Task instructions.
Copy out all the records exactly.

Task inputs.
◆ ◆ ◆ ◆ ◆

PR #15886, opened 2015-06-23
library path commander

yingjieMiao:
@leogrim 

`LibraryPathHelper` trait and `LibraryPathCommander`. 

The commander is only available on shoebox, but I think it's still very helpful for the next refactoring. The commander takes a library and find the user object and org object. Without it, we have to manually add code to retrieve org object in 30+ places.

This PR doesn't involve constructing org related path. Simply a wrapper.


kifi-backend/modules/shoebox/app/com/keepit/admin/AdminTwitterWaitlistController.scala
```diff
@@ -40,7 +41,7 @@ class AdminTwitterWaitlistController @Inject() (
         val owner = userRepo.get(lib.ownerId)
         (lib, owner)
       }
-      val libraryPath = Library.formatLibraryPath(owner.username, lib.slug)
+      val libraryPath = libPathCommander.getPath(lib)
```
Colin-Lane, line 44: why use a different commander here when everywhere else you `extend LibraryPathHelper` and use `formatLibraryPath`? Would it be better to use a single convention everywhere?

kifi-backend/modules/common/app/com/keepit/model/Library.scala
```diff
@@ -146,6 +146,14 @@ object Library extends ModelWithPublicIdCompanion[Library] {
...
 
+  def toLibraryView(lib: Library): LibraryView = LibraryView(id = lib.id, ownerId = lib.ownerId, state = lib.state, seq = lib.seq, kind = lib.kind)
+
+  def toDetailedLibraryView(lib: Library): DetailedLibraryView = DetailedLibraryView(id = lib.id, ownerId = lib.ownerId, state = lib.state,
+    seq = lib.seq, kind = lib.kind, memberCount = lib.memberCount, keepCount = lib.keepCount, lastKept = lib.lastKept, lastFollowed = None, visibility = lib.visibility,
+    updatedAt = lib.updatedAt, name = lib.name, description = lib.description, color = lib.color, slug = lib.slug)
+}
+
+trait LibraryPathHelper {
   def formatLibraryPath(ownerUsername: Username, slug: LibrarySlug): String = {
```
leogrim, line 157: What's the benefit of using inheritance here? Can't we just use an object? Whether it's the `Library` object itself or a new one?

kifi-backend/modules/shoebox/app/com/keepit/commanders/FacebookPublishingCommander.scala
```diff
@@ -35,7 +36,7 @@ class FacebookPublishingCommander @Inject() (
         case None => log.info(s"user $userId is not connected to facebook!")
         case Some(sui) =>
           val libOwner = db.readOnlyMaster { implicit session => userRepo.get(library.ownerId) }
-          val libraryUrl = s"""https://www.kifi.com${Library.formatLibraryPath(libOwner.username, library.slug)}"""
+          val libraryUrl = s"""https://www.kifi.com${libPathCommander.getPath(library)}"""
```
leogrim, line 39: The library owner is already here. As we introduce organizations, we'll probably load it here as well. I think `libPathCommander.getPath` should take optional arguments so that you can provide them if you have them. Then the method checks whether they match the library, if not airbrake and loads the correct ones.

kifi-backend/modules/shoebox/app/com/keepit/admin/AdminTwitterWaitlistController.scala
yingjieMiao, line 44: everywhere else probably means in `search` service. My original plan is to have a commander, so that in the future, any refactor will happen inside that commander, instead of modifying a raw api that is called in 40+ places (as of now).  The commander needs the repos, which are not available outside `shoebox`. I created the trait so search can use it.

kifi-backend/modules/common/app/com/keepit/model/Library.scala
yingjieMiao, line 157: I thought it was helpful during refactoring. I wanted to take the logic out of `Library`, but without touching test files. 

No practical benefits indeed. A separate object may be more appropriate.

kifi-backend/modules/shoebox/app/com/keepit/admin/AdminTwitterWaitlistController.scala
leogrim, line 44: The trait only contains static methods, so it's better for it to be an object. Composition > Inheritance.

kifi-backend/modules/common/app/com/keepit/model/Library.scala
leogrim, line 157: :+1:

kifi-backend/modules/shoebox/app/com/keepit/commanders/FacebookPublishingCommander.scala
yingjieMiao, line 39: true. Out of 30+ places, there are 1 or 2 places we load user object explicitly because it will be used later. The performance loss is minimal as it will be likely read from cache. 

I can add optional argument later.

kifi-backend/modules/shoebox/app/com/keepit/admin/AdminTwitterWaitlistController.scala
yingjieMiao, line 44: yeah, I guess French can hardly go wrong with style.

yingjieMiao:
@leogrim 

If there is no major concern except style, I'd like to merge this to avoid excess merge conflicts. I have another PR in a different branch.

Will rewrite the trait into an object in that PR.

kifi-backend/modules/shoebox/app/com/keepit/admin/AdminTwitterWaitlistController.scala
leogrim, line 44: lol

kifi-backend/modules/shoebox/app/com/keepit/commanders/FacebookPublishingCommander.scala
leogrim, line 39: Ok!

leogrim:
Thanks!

◆ ◆ ◆ ◆ ◆

Solution for this exercise.
PR #15886, opened 2015-06-23
library path commander

yingjieMiao:
@leogrim 

`LibraryPathHelper` trait and `LibraryPathCommander`. 

The commander is only available on shoebox, but I think it's still very helpful for the next refactoring. The commander takes a library and find the user object and org object. Without it, we have to manually add code to retrieve org object in 30+ places.

This PR doesn't involve constructing org related path. Simply a wrapper.


kifi-backend/modules/shoebox/app/com/keepit/admin/AdminTwitterWaitlistController.scala
```diff
@@ -40,7 +41,7 @@ class AdminTwitterWaitlistController @Inject() (
         val owner = userRepo.get(lib.ownerId)
         (lib, owner)
       }
-      val libraryPath = Library.formatLibraryPath(owner.username, lib.slug)
+      val libraryPath = libPathCommander.getPath(lib)
```
Colin-Lane, line 44: why use a different commander here when everywhere else you `extend LibraryPathHelper` and use `formatLibraryPath`? Would it be better to use a single convention everywhere?

kifi-backend/modules/common/app/com/keepit/model/Library.scala
```diff
@@ -146,6 +146,14 @@ object Library extends ModelWithPublicIdCompanion[Library] {
...
 
+  def toLibraryView(lib: Library): LibraryView = LibraryView(id = lib.id, ownerId = lib.ownerId, state = lib.state, seq = lib.seq, kind = lib.kind)
+
+  def toDetailedLibraryView(lib: Library): DetailedLibraryView = DetailedLibraryView(id = lib.id, ownerId = lib.ownerId, state = lib.state,
+    seq = lib.seq, kind = lib.kind, memberCount = lib.memberCount, keepCount = lib.keepCount, lastKept = lib.lastKept, lastFollowed = None, visibility = lib.visibility,
+    updatedAt = lib.updatedAt, name = lib.name, description = lib.description, color = lib.color, slug = lib.slug)
+}
+
+trait LibraryPathHelper {
   def formatLibraryPath(ownerUsername: Username, slug: LibrarySlug): String = {
```
leogrim, line 157: What's the benefit of using inheritance here? Can't we just use an object? Whether it's the `Library` object itself or a new one?

kifi-backend/modules/shoebox/app/com/keepit/commanders/FacebookPublishingCommander.scala
```diff
@@ -35,7 +36,7 @@ class FacebookPublishingCommander @Inject() (
         case None => log.info(s"user $userId is not connected to facebook!")
         case Some(sui) =>
           val libOwner = db.readOnlyMaster { implicit session => userRepo.get(library.ownerId) }
-          val libraryUrl = s"""https://www.kifi.com${Library.formatLibraryPath(libOwner.username, library.slug)}"""
+          val libraryUrl = s"""https://www.kifi.com${libPathCommander.getPath(library)}"""
```
leogrim, line 39: The library owner is already here. As we introduce organizations, we'll probably load it here as well. I think `libPathCommander.getPath` should take optional arguments so that you can provide them if you have them. Then the method checks whether they match the library, if not airbrake and loads the correct ones.

kifi-backend/modules/shoebox/app/com/keepit/admin/AdminTwitterWaitlistController.scala
yingjieMiao, line 44: everywhere else probably means in `search` service. My original plan is to have a commander, so that in the future, any refactor will happen inside that commander, instead of modifying a raw api that is called in 40+ places (as of now).  The commander needs the repos, which are not available outside `shoebox`. I created the trait so search can use it.

kifi-backend/modules/common/app/com/keepit/model/Library.scala
yingjieMiao, line 157: I thought it was helpful during refactoring. I wanted to take the logic out of `Library`, but without touching test files. 

No practical benefits indeed. A separate object may be more appropriate.

kifi-backend/modules/shoebox/app/com/keepit/admin/AdminTwitterWaitlistController.scala
leogrim, line 44: The trait only contains static methods, so it's better for it to be an object. Composition > Inheritance.

kifi-backend/modules/common/app/com/keepit/model/Library.scala
leogrim, line 157: :+1:

kifi-backend/modules/shoebox/app/com/keepit/commanders/FacebookPublishingCommander.scala
yingjieMiao, line 39: true. Out of 30+ places, there are 1 or 2 places we load user object explicitly because it will be used later. The performance loss is minimal as it will be likely read from cache. 

I can add optional argument later.

kifi-backend/modules/shoebox/app/com/keepit/admin/AdminTwitterWaitlistController.scala
yingjieMiao, line 44: yeah, I guess French can hardly go wrong with style.

yingjieMiao:
@leogrim 

If there is no major concern except style, I'd like to merge this to avoid excess merge conflicts. I have another PR in a different branch.

Will rewrite the trait into an object in that PR.

kifi-backend/modules/shoebox/app/com/keepit/admin/AdminTwitterWaitlistController.scala
leogrim, line 44: lol

kifi-backend/modules/shoebox/app/com/keepit/commanders/FacebookPublishingCommander.scala
leogrim, line 39: Ok!

leogrim:
Thanks!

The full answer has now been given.